Her son’s nightmares and a Google search led to an important diagnosis.
- Posted on Jul 25, 2019
My three-year-old son’s cries jolted me awake. I rushed to his room. Michael was sitting up in bed and crying.
“Bramble, Mommy,” he said through tears.
I pulled him to me and stroked his soft hair.
“It’s just a dream, Baby,” I told him. “Bramble isn’t real. He can’t hurt you.”
For weeks now, my son had been having the same recurring nightmare—about a bald man called Bramble. In the dreams, Bramble stood in our backyard, staring in Michael’s bedroom window. He never tried to harm Michael in the dreams, but my son was terrified. It had gotten to the point where he was afraid even to lie down in his bed. I hated seeing him like this.
My husband, Mike, thought Michael’s dreams were so strange that he began researching the word bramble. He checked to see if someone by that name used to live in our home or in the neighborhood, but he couldn’t find anything. He even walked to the cemetery at the end of our road, looking for a tombstone for someone named Bramble. Maybe Michael had noticed it somehow. Again, nothing.
Finally, Mike and I sat down and Googled the word. We found a definition for bramble—a prickly vine or shrub—but there was more. Beneath the definition, it said, SEE ALSO: CANCER DICTIONARY. The words weren’t clickable. We didn’t own a cancer dictionary. We had no way to get more information. But seeing the word cancer sent shivers down my spine. What did a bramble have to do with cancer? And why was our three-year-old having these disturbing dreams?
A few nights later, Michael again woke up screaming, and I was sure he’d had another nightmare. But this time when I got to his room, I found him clutching his right ear.
“It hurts, Mommy,” he said. “My ear hurts.”
We went to the doctor the next day, and Michael was diagnosed with a routine ear infection. But after a week on an antibiotic, he was still holding his ear and crying. Between Michael’s ear pain and the bad dreams, no one was sleeping much at our house.
When we returned to the doctor, I told him the antibiotic wasn’t working. He said he’d prescribe another one. But something told me this wasn’t a simple ear infection. And I couldn’t get that search result out of my mind. It was all just too odd. Bramble, the recurring dream, the Google search—they all pushed me to ask for more.
“I don’t want another antibiotic,” I told the doctor. “There has to be something else we can do.”
After I persisted, the doctor recommended removing Michael’s tonsils as the best treatment. I hoped that having the operation would end Michael’s ear pain and help him sleep better.
On the day of Michael’s surgery, Mike and I sat in the waiting room, nervous about our little boy’s procedure. When the doctor came out to talk with us afterward, I knew something was wrong; the expression on his face told me.
“I removed Michael’s left tonsil,” the doctor said, “but when I went to take out the right one, I found a tumor.” My stomach dropped.
Michael had rhabdomyosarcoma, a cancer that usually affects very young children. One of the most common symptoms is an earache. Luckily, the doctor had caught it in its early stages, but Michael still needed a year of chemotherapy and radiation. The treatments were brutal and painful to watch. That year was a blur.

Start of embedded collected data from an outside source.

PR #1388, opened 2024-05-13
Proof of concept of CDC on libsql-server

athoscouto:
Uses [SQLite's update hooks](https://sqlite.org/c3ref/update_hook.html) to allow users to listen for database changes.
Listening is pull-based, based on SSE.

This aims to offer a simple (implementation and API) and efficient (stateless, no need to query the table, nor store multiple versions of data) solution.
Users who want stricter guarantees should be able to combine this with other features to achieve their goals.
For instance, to get at least once delivery you can create a trigger that appends to an event table and listen to inserts to it.
To recover from crashes, clients can store the last processed entry somewhere (e.g. another libsql-server table).

---

Quirks to document and/or address:
- This will only work for rowid tables. Which excludes any virtual tables.
- This will not notify users of whole table deletions. From the link above:
> In the current implementation, the update hook is not invoked when conflicting rows are deleted because of an [ON CONFLICT REPLACE](https://sqlite.org/lang_conflict.html) clause. Nor is the update hook invoked when rows are deleted using the [truncate optimization](https://sqlite.org/lang_delete.html#truncateopt). The exceptions defined in this paragraph might change in a future release of SQLite.

- Updates are broadcasted when they are run, not when they are committed.

---

Before merging this we should discuss the ideal API.
My plan is to use [server-sent events](https://developer.mozilla.org/en-US/docs/Web/API/Server-sent_events/Using_server-sent_events) to notify listeners of any changes.
This is kind of implemented, I need to add the proper headers to make it 100% though.
Sending single-line JSON objects to notify changes seems like a good streaming strategy, it allows us to expand the API in the future and add arbitrary data.

Example of request and response:
```
➜  libsql git:(main) ✗ curl http://localhost:6060/beta/listen -H "Host: main.turso" -v
* Host localhost:6060 was resolved.
* IPv6: ::1
* IPv4: 127.0.0.1
*   Trying [::1]:6060...
* Connected to localhost (::1) port 6060
> GET /beta/listen HTTP/1.1
> Host: main.turso
> User-Agent: curl/8.5.0
> Accept: */*
> 
< HTTP/1.1 200 OK
< access-control-allow-origin: *
< vary: origin
< vary: access-control-request-method
< vary: access-control-request-headers
< transfer-encoding: chunked
< date: Sun, 12 May 2024 17:54:07 GMT
< 
{"db":"main","table":"t3","rowid":1}
{"db":"main","table":"t3","rowid":1}
{"db":"main","table":"t3","rowid":1}
{"db":"main","table":"t3","rowid":1}
{"db":"main","table":"t3","rowid":1}
```

### DIFF
--- a/libsql-server/src/broadcaster.rs
+++ b/libsql-server/src/broadcaster.rs
@@ -1,10 +1,7 @@
 use std::{
     collections::{hash_map::Entry, HashMap},
     mem,
-    sync::{
-        atomic::{AtomicBool, Ordering},
-        Arc,
-    },
+    sync::Arc,
 };
 
 use parking_lot::Mutex;
@@ -32,7 +29,6 @@ fn is_zero(num: &u64) -> bool {
 pub struct BroadcasterInner {
     state: Mutex<HashMap<String, BroadcastMsg>>,
     senders: Mutex<HashMap<String, broadcast::Sender<BroadcastMsg>>>,
-    active: AtomicBool,
 }
 
 #[derive(Debug, Default, Clone)]
@@ -43,14 +39,7 @@ pub struct Broadcaster {
 impl Broadcaster {
     const BROADCAST_CAP: usize = 1024;
 
-    pub fn active(&self) -> bool {
-        self.inner.active.load(Ordering::Relaxed)
-    }
-
     pub fn notify(&self, table: &str, action: rusqlite::hooks::Action) {
-        if !self.active() {
-            return;
-        }
         let mut state = self.inner.state.lock();
         if let Some(entry) = state.get_mut(table) {
             Self::increment(entry, action);
@@ -71,9 +60,6 @@ impl Broadcaster {
     }
 
     pub fn commit(&self) {
-        if !self.active() {
-            return;
-        }
         let senders = self.inner.senders.lock();
         for (table, entry) in self.flush_changes() {
             if let Some(sender) = senders.get(&table) {
@@ -89,9 +75,6 @@ impl Broadcaster {
     }
 
     pub fn rollback(&self) {
-        if !self.active() {
-            return;
-        }
         self.flush_changes();
     }
 
@@ -101,7 +84,6 @@ impl Broadcaster {
             Entry::Vacant(entry) => {
                 let (sender, receiver) = broadcast::channel(Self::BROADCAST_CAP);
                 entry.insert(sender);
-                self.inner.active.store(true, Ordering::Relaxed);
                 receiver
             }
         };
@@ -109,15 +91,16 @@ impl Broadcaster {
         BroadcastStream::new(receiver)
     }
 
-    pub fn unsubscribe(&self, table: &String) {
+    pub fn unsubscribe(&self, table: &String) -> bool {
         let mut tables = self.inner.senders.lock();
         if let Some(sender) = tables.get(table) {
             if sender.receiver_count() == 0 {
                 tables.remove(table);
                 if tables.is_empty() {
-                    self.inner.active.store(false, Ordering::Relaxed);
+                    return false;
                 }
             }
         }
+        return true;
     }
 }
--- a/libsql-server/src/broadcaster.rs
+++ b/libsql-server/src/broadcaster.rs
@@ -1,5 +1,6 @@
 use std::{
-    collections::{hash_map::Entry, HashMap},
+    collections::{hash_map::Entry, BTreeMap, HashMap},
+    mem,
     sync::Arc,
 };
 
@@ -27,7 +28,7 @@ fn is_zero(num: &u64) -> bool {
 
 #[derive(Debug, Default)]
 pub struct BroadcasterInner {
-    state: Mutex<HashMap<String, BroadcastMsg>>,
+    state: Mutex<BTreeMap<String, BroadcastMsg>>,
     senders: Mutex<HashMap<String, broadcast::Sender<BroadcastMsg>>>,
 }
 
@@ -61,7 +62,10 @@ impl Broadcaster {
 
     pub fn commit(&self) {
         let senders = self.inner.senders.lock();
-        self.inner.state.lock().drain().for_each(|(table, entry)| {
+        let mut state = self.inner.state.lock();
+        let state = mem::take(&mut *state);
+
+        state.into_iter().for_each(|(table, entry)| {
             if let Some(sender) = senders.get(&table) {
                 let _ = sender.send(entry);
             }
--- a/libsql-server/src/broadcaster.rs
+++ b/libsql-server/src/broadcaster.rs
@@ -1,0 +1,126 @@
+use std::{
+    collections::{hash_map::Entry, HashMap},
+    sync::{
+        atomic::{AtomicBool, Ordering},
+        Arc,
+    },
+};
+
+use parking_lot::Mutex;
+use serde::{Deserialize, Serialize};
+use tokio::sync::broadcast::{self};
+use tokio_stream::wrappers::BroadcastStream;
+
+#[derive(Debug, Clone, Serialize)]
+#[serde(tag = "action", rename_all = "snake_case")]
+pub enum BroadcastMsg {
+    Commit,
+    Rollback,
+    #[serde(untagged)]
+    Change {
+        action: Action,
+        rowid: i64,
+    },
+}
+
+#[derive(Debug, Clone, Serialize, Deserialize, Hash, PartialEq, Eq)]
+#[serde(rename_all = "lowercase")]
+pub enum Action {
+    UNKNOWN,
+    DELETE,
+    INSERT,
+    UPDATE,
+}
+
+impl From<rusqlite::hooks::Action> for Action {
+    fn from(value: rusqlite::hooks::Action) -> Self {
+        match value {
+            rusqlite::hooks::Action::SQLITE_DELETE => Action::DELETE,
+            rusqlite::hooks::Action::SQLITE_INSERT => Action::INSERT,
+            rusqlite::hooks::Action::SQLITE_UPDATE => Action::UPDATE,
+            _ => Action::UNKNOWN,
+        }
+    }
+}
+
+impl From<&str> for Action {
+    fn from(value: &str) -> Self {
+        match value {
+            "delete" => Action::DELETE,
+            "insert" => Action::INSERT,
+            "update" => Action::UPDATE,
+            _ => Action::UNKNOWN,
+        }
+    }
+}
+
+pub struct UpdateSubscription {
+    pub inner: BroadcastStream<BroadcastMsg>,
+}
+
+const BROADCAST_CAP: usize = 1024;
+
+#[derive(Debug, Default)]
+pub struct BroadcasterInner {
+    senders: Mutex<HashMap<String, broadcast::Sender<BroadcastMsg>>>,
+    active: AtomicBool,
+}
+
+#[derive(Debug, Default, Clone)]
+pub struct Broadcaster {
+    inner: Arc<BroadcasterInner>,
+}
+
+impl Broadcaster {
+    pub fn active(&self) -> bool {
+        self.inner.active.load(Ordering::Relaxed)
+    }
+
+    pub fn notify(&self, table: &str, msg: BroadcastMsg) {
+        if !self.active() {
+            return;
+        }
+        self.inner
+            .senders
+            .lock()
+            .get(table)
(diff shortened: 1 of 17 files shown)


glommer:
My main question is whether the restrictions make this useful enough. My intuition is that the rowid restriction is ok, but the deletion one, will make the API not that useful. @notrab very curious to hear your thoughts.

notrab:
I really like the direction of this! Super work guys. 

**One thing that is a concern to me is triggering the events when ran not committed.**

This would mean anyone tailing the event stream could end up with events that aren't a true representation of the database state. If someone is tailing new users created to send an email, configure some third party or whatever, they're going to have a bad time. 

....Perhaps we handle that logically internally just using commits, OR at a worst case trigger another event on the rollback hook?

The `rowid` thing is also a valid concern. It would be useful to listen to full table operators without `WHERE` but it's probably not a deal breaker.

As for the API design... It looks good so far but we could potentially send the delta if the user requests it with a header or something...

MarinPostma:
@notrab I don't know if that's a big issue, since we don't send any content, it's just a false positive, so one would ready the row, and realise it hasn't changed, which I don't think is a big deal

notrab:
@MarinPostma yeah so I guess I wrote my comment based on the fact the data was sent. I think that's where this becomes really valuable to users.

If we don't, we should at least include the rowid, table name, database name, and what occured (create/update/delete)... which could still have the problem I was describing.

libsql-server/src/http/user/listen.rs
```diff
@@ -0,0 +1,122 @@
...
+
+    let (reader, writer) = tokio::io::duplex(8 * 1024);
+
+    BLOCKING_RT.spawn_blocking(|| {
+        futures::executor::block_on(async move {
+            let mut writer = SyncIoBridge::new(writer);
+            // TODO: stop when request is cancelled
+            while recv_listen_msg(&mut writer, &mut rx, &action).await {}
+        })
+    });
```
MarinPostma, line 54: I think all of that would be better handled by: https://docs.rs/axum-extra/0.9.3/axum_extra/json_lines/struct.JsonLines.html

MarinPostma: all of this could be made very concise with https://docs.rs/tokio-stream/0.1.15/tokio_stream/wrappers/struct.BroadcastStream.html. something like (pseudo rust):

```rust
let stream = BroadcastStream::new(rx).filter(|event| event.action == action).map(|event| SubResponse::from(event));
JsonLines(stream)
```

libsql-server/src/broadcaster.rs
```diff
@@ -0,0 +1,89 @@
...
+    }
+
+    pub fn subscribe(&self, table: &str) -> broadcast::Receiver<UpdateHookMsg> {
+        let mut senders = self.senders.lock();
+        if let Some(sender) = senders.get(table) {
+            return sender.subscribe();
+        }
+
+        let (sender, receiver) = broadcast::channel(16);
+        senders.insert(table.to_owned(), sender);
```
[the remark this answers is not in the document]
athoscouto:
```rust
    pub fn subscribe(&self, table: String) -> UpdateSubscription {
        let mut senders = self.senders.lock();
        let sender = senders.entry(table.clone()).or_insert_with(|| {
            let (sender, _) = broadcast::channel(16);
            sender
        });
        self.stream(table, sender.subscribe())
    }
```

like this? still worth it with the extra `clone()` and `subscribe()` calls?

glommer:
Got curious: would a javascript user consume this via `fetch` ?
How do they develop against this if they are using a `file` API ?

notrab:
@glommer @athoscouto if we're using server-sent-events, we could hook into the `EventSource` API to give developers a CLI to listen and forward events, as well as specific libraries to attach events.

I'd love to contribute the following when I return from vacation:

## 1. CLI

```bash
npx libsql-listen libsql://my-db-org.turso.io --token [TOKEN]
```

This would then forward events to a PORT. Perhaps `3000` by default since that's a popular one for JS developers. Users could override this by passing a custom `--forward-to` flag or something. 

This is useful because it can simulate the "webhook" experience by creating a proxy between your local development environment and the event stream.

## 2. Node Client

Something as basic as this could work for our MVP:

```ts
import { libSQLClient } from "@libsql/events"

const libsql = new libSQLClient({
  url: 'libsql://my-db-org.turso.io'
  authToken: '...'
})

libsql.on('SOMETHING', () => {
  // ...
})
```

I haven't looked at the type of events yet, but we could format those events nicely in the handler.

Creating this is one (max two) days work.

Lmkwyt

athoscouto:
I had to change the design a bit (or a lot).
The first concern was performance, we want to keep the overhead as small as possible on database operations.

When doing batch changes, the overhead of serializing and sending events with `rowid` was bigger than running the change itself.
This caused the broadcaster channel to drop a lot of events.
To prevent event dropping we could add backpressure (by making the channel sync), but this would hit our first concern.

If we aggregate events before sending them, then we don't see the same event-dropping problem.
If users want row granularity when listening to updates, they can and should use triggers to persist changes to a table.
Then they can query that table to see what changed.
This pattern is good because it allows users to incur very little overhead for general ("something changed") updates and opt-in on extra overhead if more granularity is needed.
Triggers also allow a very fine-grained control, allow users to create change entries conditionally if needed, and even select old and new versions of changed fields.

athoscouto:
From my tests, the biggest bottleneck of the current implementation is abusing `broadcast::Sender.send()`.
We can avoid this by aggregating messages before sending them to the broadcast channel. 
I'll leave this for a future iteration though, since it is an optimization we can make without breaking the current API.

libsql-server/src/http/user/listen.rs
```diff
@@ -0,0 +1,184 @@
...
+                    Ok(item) => match item {
+                        BroadcastMsg::Change { action, .. } => self.register(action),
+                        BroadcastMsg::Rollback => self.clear(),
+                        BroadcastMsg::Commit => self.flush(),
+                    },
+                    Err(_) => self.error(),
+                },
+            },
+        }
+    }
```
LucioFranco, line 150: Why do you have a ton of manual poll implementation? Can you use `async_stream` instead?

athoscouto: Because I need to aggregate several items from upstream into one (or maybe none) to send downstream.
Took a quick look at `async_stream` and couldn't figure out how to use it for this purpose. Do you have an example?

If this isn't a blocker, I'd rather not change this for now. On the next iteration, I want to nuke this. 
The broadcaster channel is the biggest perf bottleneck, so I want to do the aggregation before sending data through it.
This means we won't need to aggregate at the stream level, since we do it before.

libsql-server/src/http/user/listen.rs
```diff
@@ -0,0 +1,184 @@
...
+
+struct SubscriptionAggregator {
+    actions: Vec<Action>,
+    subscription: UpdateSubscription,
+    state: AggregatorState,
+    store: NamespaceStore,
+    namespace: NamespaceName,
+    table: String,
+    errored: bool,
+}
```
MarinPostma, line 88: I wonder: why don't you aggregate at the source? That would make things so much more efficient...

libsql-server/src/http/user/listen.rs
```diff
@@ -0,0 +1,184 @@
...
+    async fn new(
+        store: NamespaceStore,
+        namespace: NamespaceName,
+        table: String,
+        actions: Vec<Action>,
+    ) -> crate::Result<Self> {
+        let subscription = store
+            .subscribe(namespace.clone(), table.clone())
+            .await
+            .unwrap();
```
MarinPostma, line 100: this unwrap can fail

libsql-server/src/http/user/listen.rs
```diff
@@ -0,0 +1,184 @@
...
+            namespace,
+            table,
+            errored: false,
+        })
+    }
+}
+
+impl Drop for SubscriptionAggregator {
+    fn drop(&mut self) {
+        let namespace = mem::take(&mut self.namespace);
```
MarinPostma, line 115: namespace can be cloned

MarinPostma (commented):
I would suggest that we aggregate events at the source. The update hook increments the action, and the commit hook sends the aggregated data for dispatch. I think that would simplify things significantly, and reduce the overhead. With this design we are doing the aggregations multiple times (for each listener).

libsql-server/src/broadcaster.rs
```diff
@@ -0,0 +1,106 @@
...
+    pub delete: u64,
+    #[serde(skip_serializing_if = "is_zero")]
+    pub insert: u64,
+    #[serde(skip_serializing_if = "is_zero")]
+    pub update: u64,
+}
+
+fn is_zero(num: &u64) -> bool {
+    *num == 0
+}
```
MarinPostma, line 26: 😄

libsql-server/src/broadcaster.rs
```diff
@@ -0,0 +1,106 @@
...
+        }
+    }
+
+    pub fn commit(&self) {
+        let senders = self.inner.senders.lock();
+        for (table, entry) in self.flush_changes() {
+            if let Some(sender) = senders.get(&table) {
+                _ = sender.send(entry);
+            }
+        }
```
MarinPostma, line 68: you could reuse that alloc by using `HashMap::drain` instead

libsql-server/src/http/user/listen.rs
```diff
@@ -0,0 +1,137 @@
...
+#[derive(Debug, Serialize)]
+#[serde(rename_all = "snake_case")]
+enum AggregatorEvent {
+    Error(&'static str),
+    #[serde(untagged)]
+    Changes(BroadcastMsg),
+}
+
+struct Subscription {
+    store: Option<NamespaceStore>,
```
MarinPostma, line 81: why is that an option?

libsql-server/src/namespace/store.rs
```diff
@@ -469,6 +477,22 @@ impl NamespaceStore {
...
+        &self,
+        namespace: NamespaceName,
+        table: String,
+    ) -> BroadcastStream<BroadcastMsg> {
+        self.inner.broadcasters.subscribe(namespace, table)
+    }
+
+    pub(crate) async fn unsubscribe(&self, namespace: NamespaceName, table: &String) {
+        self.inner.broadcasters.unsubscribe(namespace, table);
+    }
```
MarinPostma, line 494: this doesn't need to be async

libsql-server/src/http/user/listen.rs
```diff
@@ -0,0 +1,137 @@
...
+}
+
+impl Drop for Subscription {
+    fn drop(&mut self) {
+        if let Some(store) = self.store.take() {
+            let namespace = mem::take(&mut self.namespace);
+            let table = mem::take(&mut self.table);
+            let _ = tokio::spawn(async move {
+                store.unsubscribe(namespace, &table).await;
+            });
```
MarinPostma, line 93: this doesn't need to be async, so you don't need the `Option` for the store.

libsql-server/src/broadcaster.rs
```diff
@@ -0,0 +1,99 @@
...
+    pub unknown: u64,
+    #[serde(skip_serializing_if = "is_zero")]
+    pub delete: u64,
+    #[serde(skip_serializing_if = "is_zero")]
+    pub insert: u64,
+    #[serde(skip_serializing_if = "is_zero")]
+    pub update: u64,
+}
+
+fn is_zero(num: &u64) -> bool {
```
LucioFranco, line 23:
```suggestion
#[inline(always)]
fn is_zero(num: &u64) -> bool {
```
may want to do this

libsql-server/src/http/user/listen.rs
```diff
@@ -0,0 +1,129 @@
...
+        };
+
+        let mut stream = store.subscribe(namespace.clone(), table.clone());
+
+        while let Some(item) = stream.next().await  {
+            match item {
+                Ok(msg) => if filter_actions(&msg, &actions) {
+                    yield AggregatorEvent::Changes(msg);
+                },
+                Err(_) => yield AggregatorEvent::Error(&LAGGED_MSG),
```
LucioFranco, line 110: could record a metric for this

LucioFranco (approved):

libsql-server/src/http/user/listen.rs
athoscouto: image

After Michael completed his treatment, he was declared cancer-free. The day his scans came back clear was one of the best days of our lives. I couldn’t wait for us to return to a normal life. For Michael to get to be a kid again.
One day, I was sitting on the floor watching Michael play with his toys. I couldn’t help but smile. I was so grateful that he was healthy. Despite what he’d been through, he was such a happy little boy. He’d even begun sleeping soundly again. He’d had his last Bramble nightmare the night before his tonsillectomy. Things had been so hectic that I hadn’t even considered the timing.
I remembered my husband’s online search. Curious, I went to the computer and Googled the word. A prickly vine or shrub. Nowhere on the page did it say the word cancer. Nowhere.
I called Mike at work. He Googled bramble with the same results.
Why had those words appeared before but not now? Why had Michael dreamed about Bramble nearly every night for months, with the dreams suddenly stopping after his cancer was discovered?
Because someone knew we needed the warning.
Michael is a 20-year-old college sophomore today and completely healthy. I’m so grateful for the dreams and the Google search that played a role in finding his cancer early enough to save his life. As it turns out, Bramble may have seemed scary, but he had just the message we needed.